Am I the only person who is wondering whether there is a connection between the outsourcing of the banks’ IT functions to less-expensive overseas contract workers, and the indications we hear of the banks’ preparations to comply with FATCA (which will entail some extensive and expensive IT systems work in these banks)? Outsourcing all that IT work could help reduce the costs to the banks of rolling over and complying with IRS invasion of our citizens’ financial accounts.
Is it the case that not only are the banks preparing to throw Section 15 of Canada’s Charter of Rights and Freedoms under the bus, as well as the account information on thousands upon thousands of Canadian citizens’ financial information to the tax agency of a foreign country, but they also are laying off highly-educated and highly-trained Canadian IT workers to boot in order to achieve this, even requiring those workers to train their under- or un-trained replacements in Canada before those workers go back to where they came from (and where Canadian privacy, banking and Charter rights don’t apply as those workers will be on foreign soil)?
And what will the outsourcing of IT functions overseas do to what remains of privacy, secrecy and security of Canadians’ financial information – of ALL Canadians, not only those of US origin?
I am writing today to my MP to ask these questions.

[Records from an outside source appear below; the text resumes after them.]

PR #278, opened 2024-02-12
Rtso/generic types

rtso:


rust/processor/src/processors/default_processor.rs
```diff
@@ -152,6 +156,36 @@ fn insert_transactions_query(
     )
 }
 
+#[derive(Clone, Debug)]
+pub struct TransactionModelBatch {
+    start_version: StartVersion,
+    end_version: EndVersion,
+    items_to_insert: Vec<TransactionModel>,
```
CapCap, line 163: can these be `&[TransactionModel]`?

rust/processor/src/processors/default_processor.rs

I urge you all to do likewise. I would like some clear and believable answers. (No, I am not writing to CBA. I want an answer I can believe, and I think that Question Period in the House of Commons, followed as appropriate by a federal government investigation to get answers, is the only way that’s going to happen. CBA is not going to have any credibility with me on this one. I believe what fellow Canadian workers are telling CBC, not the insipid denial by that RBC official.)
If anyone was looking for a compelling reason for non-US-origin Canadians to get really upset about FATCA and the banks, this could be a very good one, if it pans out.